I have several vaulted ceilings where the tape is peeling off in the vaults. No water problem. The house is on a bay and the waves hit the bulkhead & cause movement in the house. This in turn causes slight movement in the vaulted ceiling. I realize that the house should have been built with X Crack on the framing and then the sheetrock added. That way the ceiling would have some give and not crack. But the house is totally finished.

My ceiling has been repaired twice and peeled off each time. Rather than taking the sheetrock off and starting over, I would like to take the tape off at the vaults and try something else that is flexible. Would a bead of flexible silicone work? Can this be painted over? Flexible tape? I do want to repaint the ceiling after I do this repair.

I would appreciate any advice you may have. Thanks.


----------



## Bud9051 (Nov 11, 2015)

How are you certain it isn't a moisture problem? Vaulted ceilings are notorious for poor ventilation and on the flip side being near the water may be introducing moisture from the air. The tape letting go is a common problem with moisture but not a common problem with vibration.
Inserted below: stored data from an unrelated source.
Issue #14137, opened 2023-12-12
Enable checks from Error Prone Support


rickie:
In PR https://github.com/checkstyle/checkstyle/pull/14136 I added Error Prone Support to Checkstyle. As @romani suggested in https://github.com/checkstyle/checkstyle/issues/14129, I'd like to create this issue to discuss which checks from [Error Prone Support](https://github.com/picnicSupermarket/error-prone-support/) are useful for the Checkstyle project to enable. 

The full list of checks can be found here: https://error-prone.picnic.tech/.

1. [AmbiguousJsonCreator](https://error-prone.picnic.tech/bugpatterns/AmbiguousJsonCreator/)
1. [AssertJIsNull](https://error-prone.picnic.tech/bugpatterns/AssertJIsNull/)
1. [AutowiredConstructor](https://error-prone.picnic.tech/bugpatterns/AutowiredConstructor/)
1. [CanonicalAnnotationSyntax](https://error-prone.picnic.tech/bugpatterns/CanonicalAnnotationSyntax/)
1. [CollectorMutability](https://error-prone.picnic.tech/bugpatterns/CollectorMutability/)
1. [DirectReturn](https://error-prone.picnic.tech/bugpatterns/DirectReturn/)
1. [EmptyMethod](https://error-prone.picnic.tech/bugpatterns/EmptyMethod/)
1. [ExplicitEnumOrdering](https://error-prone.picnic.tech/bugpatterns/ExplicitEnumOrdering/)
1. [FormatStringConcatenation](https://error-prone.picnic.tech/bugpatterns/FormatStringConcatenation/)
1. [IdentityConversion](https://error-prone.picnic.tech/bugpatterns/IdentityConversion/)
1. [ImmutablesSortedSetComparator](https://error-prone.picnic.tech/bugpatterns/ImmutablesSortedSetComparator/)
1. [IsInstanceLambdaUsage](https://error-prone.picnic.tech/bugpatterns/IsInstanceLambdaUsage/)
1. [JUnitClassModifiers](https://error-prone.picnic.tech/bugpatterns/JUnitClassModifiers/)
1. [JUnitMethodDeclaration](https://error-prone.picnic.tech/bugpatterns/JUnitMethodDeclaration/)
1. [JUnitValueSource](https://error-prone.picnic.tech/bugpatterns/JUnitValueSource/)
[...]

Issue #8252, opened 2020-05-24
Sonar violations: JUnit5 test classes and methods should have default package visibility


romani:
https://sonarcloud.io/project/issues?id=org.checkstyle%3Acheckstyle&open=AXItYgyWEeM3Dea7mBcs&resolved=false&severities=INFO

https://rules.sonarsource.com/java/RSPEC-5786

![image](https://user-images.githubusercontent.com/812984/82742993-96533480-9d19-11ea-9dc5-4fb470ea305e.png)

romani:
Should we follow this rule ?

rnveach:
I am fine with test only code removing the modifiers.

pbludov:
> Should we follow this rule ?
> 
> We already had discussion on this somewhere, but I do not remember where. What is left in my memory is to keep visibility as public, as it doesn't help at all to be less be public

The transition to JUnit5 was automated by IntellyJ IDEA. The access modifiers were not changed during that process, we agreed that this can be done in a separate issue.

At first glance, it looks like an easy sed task:
`sed -i "s/public void test/void test/g"`
since we already has a rule to enforce the `test` prefix in all test methods.

pbludov:
I think that all test classes should be non-public and even final, to make it impossible to use one test from another and create unnecessary dependencies.

romani:
please read - https://stackoverflow.com/a/55230350/1015848 nothing about encapsulation and less visibility (that I agreee), just a matter of style.

> and even final

it is separate issue ... we can do it even for public classes.

> create unnecessary dependencies

still be possible in the same package. Inheritance from tests classes is very weird, I have never see this in my life.

romani:
I marked as won't fix all such violations in sonar https://sonarcloud.io/summary/new_code?id=org.checkstyle%3Acheckstyle

There will be more to appear as we can not disable rule, but we have bulk update now in UI for we will mark as won't fix periodically.

PR #14192, opened 2023-12-27
Issue #14137: Disable Error Prone Support checks

rickie:
Related issue https://github.com/checkstyle/checkstyle/issues/14137.

This PR disables a few checks from Error Prone Support. Additionally, the goal of this PR is to agree on how we are going to configure the rest of the checks in the `pom.xml`. If we, at some point, decide to either disable or enable more checks from Error Prone itself that have severity `WARN` or `INFO` we can do that in the same configuration section (see [docs](https://errorprone.info/bugpatterns)).

At Picnic we have the convention to add a comment for every rule explaining why we disable it. If we would like the same here, I need your help to write the correct reasoning :). We can also decide to leave it like this. For now, I disabled two extra rules that are that will cause more noise than improvements.

[In the previous PR](https://github.com/checkstyle/checkstyle/pull/14136#issuecomment-1853104700) @rnveach mentioned:

> Log file jumped from 100 kb to 2.5 megs in this PR.  

With disabling these checks we are down to normal numbers again.

More PRs to follow :rocket:!

### DIFF
--- a/pom.xml
+++ b/pom.xml
@@ -237,6 +237,20 @@
     <error-prone.version>2.24.0</error-prone.version>
     <error-prone-support.version>0.14.0</error-prone-support.version>
     <doxia.version>1.12.0</doxia.version>
+    <error-prone.configuration-args>
+      <!-- Reason at https://github.com/checkstyle/checkstyle/issues/8252. -->
+      -Xep:JUnitClassModifiers:OFF
+      <!-- Reason at https://github.com/checkstyle/checkstyle/issues/8252. -->
+      -Xep:JUnitMethodDeclaration:OFF
+      <!-- We prefer different style of writing tests. -->
+      -Xep:JUnitValueSource:OFF
+      <!-- Until https://github.com/checkstyle/checkstyle/issues/14194. -->
+      -Xep:LexicographicalAnnotationListing:OFF
+      <!-- This check is not finalized. -->
+      -Xep:MethodReferenceUsage:OFF
+      <!-- We prefer to qualify all static method calls with class name. -->
+      -Xep:StaticImport:OFF
+    </error-prone.configuration-args>
   </properties>
 
   <dependencies>
@@ -2380,7 +2394,7 @@
                     <arg>-Xpkginfo:always</arg>
                     <arg>-XDcompilePolicy=simple</arg>
                     <arg>
-                      -Xplugin:ErrorProne
+                      -Xplugin:ErrorProne ${error-prone.configuration-args}
                     </arg>
                   </compilerArgs>
                   <annotationProcessorPaths>
@@ -2438,7 +2452,8 @@
                     <arg>-XDcompilePolicy=simple</arg>
                     <arg>
                       -Xplugin:ErrorProne \
-                      -XepExcludedPaths:.*[\\/]resources[\\/].*
+                      -XepExcludedPaths:.*[\\/]resources[\\/].* \
+                      ${error-prone.configuration-args}
                     </arg>
                   </compilerArgs>
                   <annotationProcessorPaths>
@@ -2451,7 +2466,7 @@
                       <groupId>tech.picnic.error-prone-support</groupId>
                       <artifactId>error-prone-contrib</artifactId>
                       <version>${error-prone-support.version}</version>
-                    </path>b
+                    </path>
                   </annotationProcessorPaths>
                 </configuration>
               </execution>


pom.xml
```diff
@@ -237,6 +237,19 @@
...
+      Error Prone Support configuration:
+      -->
+      -Xep:JUnitClassModifiers:OFF
+      -Xep:JUnitMethodDeclaration:OFF
+      <!-- Check is not configurable yet. -->
+      -Xep:LexicographicalAnnotationListing:OFF
+      <!-- Too many false positives. -->
+      -Xep:MethodReferenceUsage:OFF
+      -Xep:JUnitValueSource:OFF
+      -Xep:StaticImport:OFF
```
romani, line 251: > Too many false positives.

better to say `Disabled as we do not see value in such rules`.
Rule might work well, but our team does think it matters or do code less explicit.

pom.xml
```diff
@@ -237,6 +237,19 @@
...
     <error-prone-support.version>0.14.0</error-prone-support.version>
     <doxia.version>1.12.0</doxia.version>
+    <error-prone.configuration-args>
+      <!--
+      Error Prone Support configuration:
+      -->
+      -Xep:JUnitClassModifiers:OFF
+      -Xep:JUnitMethodDeclaration:OFF
+      <!-- Check is not configurable yet. -->
+      -Xep:LexicographicalAnnotationListing:OFF
```
romani, line 247: in issue I see 
>please activate:
[LexicographicalAnnotationAttributeListing](https://error-prone.picnic.tech/bugpatterns/LexicographicalAnnotationAttributeListing/)

please share a reason.

romani (changes requested):
items:

pom.xml
rickie: Correct, note the slight difference, we want to enable LexicographicalAnnotation**Attribute**Listing, but here I disabled the _LexicographicalAnnotationListing_. That simply sorts annotations lexicographically, which is not that desirable in most cases.

pom.xml
rickie: I pushed a proposal, let me know if you agree to group the checks like this.

pom.xml
romani: @rnveach , @nrmancuso , do we want  to try sorting of annotations? 
I do think we have much of them, 1-2 is max on method I think

pom.xml
```diff
@@ -2451,7 +2461,7 @@
                       <groupId>tech.picnic.error-prone-support</groupId>
                       <artifactId>error-prone-contrib</artifactId>
                       <version>${error-prone-support.version}</version>
-                    </path>b
+                    </path>
```
romani, line 2464: Please remove this extra char

romani (changes requested):
Please keep single commit always to avoid CI failures

pom.xml
romani: We can disable it for now, and enable it in separate PR.
This is not a blocker to merge this PR

romani: When we introduce new tools, we usually suppress all one by one , explicitly and in next PRs, enable one by one.

pom.xml
rickie: I noticed this got introduced in the previous PR, so I dropped it in this commit.

pom.xml
rickie: > @rnveach , @nrmancuso , do we want to try sorting of annotations?

Sorry for not checking this one with you guys, I didn't think too much about it as we don't use it internally. If there aren't that many annotations, it might be a nice addition.

> When we introduce new tools, we usually suppress all one by one , explicitly and in next PRs, enable one by one.

Do you mean that we should split the _current_ PR into multiple PRs? It's fine by me if you prefer this.

In any case, for next PRs I will keep it strictly to enabling **one** check per PR.

rickie:
> Please keep single commit always to avoid CI failures

Noted, rebased and squashed the commits.

pom.xml
romani: No split for now, let's merge as is.

In next PRs we can use this approach, if convenient.

romani (approved):
Ok to merge

pom.xml
romani: In next PRs we can reuse https://github.com/checkstyle/checkstyle/tree/master/config/error-prone-suppressions to activate rule and simply put all/controversial violations to suppression and deal with them separately. At least nobody will merge a code to introduce more violations, there are a lot concurrent PRs now.

nrmancuso: As for annotation sorting, I prefer to have simple `@Blah` above all annotations like `@Blah(value={x, y, x})`, I do not care so much about lexicographical order.

romani: Ordering usually becomes matter, if there are numerous annotations.

@nrmancuso , do you mean you like piramid style of annotations? The most parametrized the bottom

nrmancuso: > "Pyramid"

Yes! This is a good way to describe it. I feel like the basic `@Blah` annotations sort of get lost, especially in Spring Boot applications.

romani: Ok, good to know, but this discussion should not block this PR, please review PR to let us unleash disablement of some rules. We can reconsider disablement in separate PR.

pom.xml
```diff
@@ -237,6 +237,15 @@
     <error-prone.version>2.24.0</error-prone.version>
     <error-prone-support.version>0.14.0</error-prone-support.version>
     <doxia.version>1.12.0</doxia.version>
+    <error-prone.configuration-args>
+      <!-- Disabled rules as we do not see value in them. -->
+      -Xep:JUnitClassModifiers:OFF
```
nrmancuso, line 242:
```suggestion
      <!-- until https://github.com/checkstyle/checkstyle/issues/8252 -->
      -Xep:JUnitClassModifiers:OFF
```

pom.xml
```diff
@@ -237,6 +237,15 @@
...
+      -Xep:JUnitMethodDeclaration:OFF
```
nrmancuso, line 243:
```suggestion
      <!-- until https://github.com/checkstyle/checkstyle/issues/8252 -->
      -Xep:JUnitMethodDeclaration:OFF
```

pom.xml
```diff
@@ -237,6 +237,15 @@
...
+      -Xep:JUnitValueSource:OFF
```
nrmancuso, line 244: Why not activate this pattern?

pom.xml
```diff
@@ -237,6 +237,15 @@
...
+      -Xep:LexicographicalAnnotationListing:OFF
+      -Xep:MethodReferenceUsage:OFF
```
nrmancuso, line 246: We shouldn't have many (any?)  violations on this one, since we have an IDEA inspection for this. 

For reference: https://error-prone.picnic.tech/bugpatterns/MethodReferenceUsage/#methodreferenceusage

pom.xml
```diff
@@ -237,6 +237,15 @@
...
+      -Xep:StaticImport:OFF
```
nrmancuso, line 247:
```suggestion
      <!-- we prefer to qualify all static method calls with class name -->
      -Xep:StaticImport:OFF
```

nrmancuso (changes requested):
Items:

pom.xml
```diff
@@ -237,6 +237,15 @@
     <error-prone.version>2.24.0</error-prone.version>
     <error-prone-support.version>0.14.0</error-prone-support.version>
     <doxia.version>1.12.0</doxia.version>
+    <error-prone.configuration-args>
+      <!-- Disabled rules as we do not see value in them. -->
```
nrmancuso, line 241: We can remove this since we will comment on each pattern individually.

nrmancuso, line 241: We can remove this since we will comment on each pattern individually.

pom.xml
```diff
@@ -237,6 +237,15 @@
...
+      -Xep:JUnitClassModifiers:OFF
+      -Xep:JUnitMethodDeclaration:OFF
+      -Xep:JUnitValueSource:OFF
+      -Xep:LexicographicalAnnotationListing:OFF
```
nrmancuso, line 245:
```suggestion
       <!-- until https://github.com/checkstyle/checkstyle/issues/14194 -->
      -Xep:LexicographicalAnnotationListing:OFF
```

nrmancuso (changes requested):

pom.xml
romani: We need to close this issue, we are not going to follow this style for now, may be in future we will, but I don't see much reason.

romani: Issue is closed.
Please make comment `<!-- reason at https://github.com/checkstyle/checkstyle/issues/8252 -->`

pom.xml
romani: https://error-prone.picnic.tech/bugpatterns/JUnitValueSource/

We do not use this pattern of test design, we eliminating all tests that are unit tests, we do all tests by full checkstyle execution.

pom.xml
romani: If no violations present now, let's activate.
If there are some let's add it to https://github.com/checkstyle/checkstyle/issues/14137 and we can use comment `until https://github.com/checkstyle/checkstyle/issues/14137`

I highly recommend to merge basic suppression sooner and deal with all activations in separate PRs.

pom.xml
romani: We do most of code review in phone browsers, no ide, so code must be explicit.

pom.xml
romani: https://github.com/checkstyle/checkstyle/wiki/Checkstyle-GSoC-2021-Project-Ideas#project-name-adaptation-of-behavior-driven-development-ideas-for-testing-of-source-code-validation-algorithms

pom.xml
nrmancuso: >We need to close this issue, we are not going to follow this style for now, may be in future we will, but I don't see much reason.

Reasoning is sound: we do not want to allow/encourage sharing of test methods across test classes.

romani: Changing visibility does not protect again reuse, we are open for any reuse of public method, usually it is nonsense and not possible to have any reason.

pom.xml
rickie: The only problem is that this is the only rule in Error Prone Support that is not ready for use yet. For historical reasons this check is already "available" like this, but it's better for now to disable it. We also disabled it internally.

rickie: For now I added this: `<!-- This check is not finalized. -->`. Is this okay?

pom.xml
rickie: For now I added: `<!-- We prefer different style of writing tests. -->`. 

Let me know if you prefer something else.

A quick search showed me that in the project there are only 2 parameterized tests, both use `@ValueSource`.

rickie:
> We usually practice the same :) I can assist with this task.

Nice, let's do it! 

I added the comments.

nrmancuso (approved):
Let’s do it

nrmancuso:
@rickie thank you very much!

Can you post a picture of the tape coming off?
What is in place for ventilation above that drywall?
And where are you in terms of climate?

Bud


----------



## Anderson293 (Apr 7, 2020)

Hi, Bud. Thanks for responding.
I am on Gardiner's Bay, facing North in East Hampton, NY.
The waves crash on my bulkhead when there are storms. I have hurricane
windows but you can feel the force of the waves in the house. The house was renovated from the basement up in 2005. The master bedroom on the top floor is the one with the problem. I know there is no moisture problem because the ceiling was tested by a contractor with a professional moisture meter the first time the tape was replaced. We made holes all over the ceiling. Bone dry. There is a concrete color through tile roof above the ceiling and insulation. No attic. All proper roofing and drainage. The ceiling was retaped but I think the wrong tape was used...paper, not flex. Not wide and not enough mud. The first tape job lasted from 2005-2015.The second lasted 1 year only. I am sure it was a bad tape job but there is an obvious movement issue. X Crack has been suggested by a dry wall guy but that requires taking the sheetrock down and installing the X crack on the framing to absorb the movement. I'm trying to do something less onerous!!


----------



## Anderson293 (Apr 7, 2020)

There are vents all along the soffits. Roof drains properly, lots of leaders & gutters. Vents in the roof but no attic.


----------



## Bud9051 (Nov 11, 2015)

With no attic I would expect a full ridge vent. You say there are vents in the roof but to they serve all rafter channels?

Now, hard to troubleshoot from a distance so I'll just drop some thought and run.

Vibration I would expect to see cracks in corners or door frames. I'm far from the most experienced GC, but I have never seen tape letting go due to vibration. In most cases it goes up with 3 coats. Moisture, even in the form of humidity, can soften the mud that holds the tape. Humidity inside the house, which I assume you have plenty of will concentrate at the highest ceiling level. Humid air along with warm air is lighter than dry/cooler air.

Do you have any humidity readings in the main house?
What do the outside humidity readings run?

Bud


----------



## Anderson293 (Apr 7, 2020)

Yes, there are some cracks across the limestone floor and in a few places on the mar marino plaster walls, perhaps from settling. Also, the movement is beyond vibration. The waves pound on the bulkhead with a lot of force. I'm 20 feet up on the bluff but you can't miss the pounding!! The house is generally kept on a fairly constant temp 66-72 with radiant heat & a/c. I rarely use the forced air heat. I don't think humidity is an issue in the house & the showers have vents and fans. Everyone always thinks it's moisture until they pierce the ceiling & test it and then they say it must be something else.


----------



## woodco (Jun 11, 2017)

Why arent you posting pics?


----------



## SPS-1 (Oct 21, 2008)

A vaulted ceiling is going to move. Should have used a flexible inside corner strip. Don't put mud or paint on the flexible vinyl center.


----------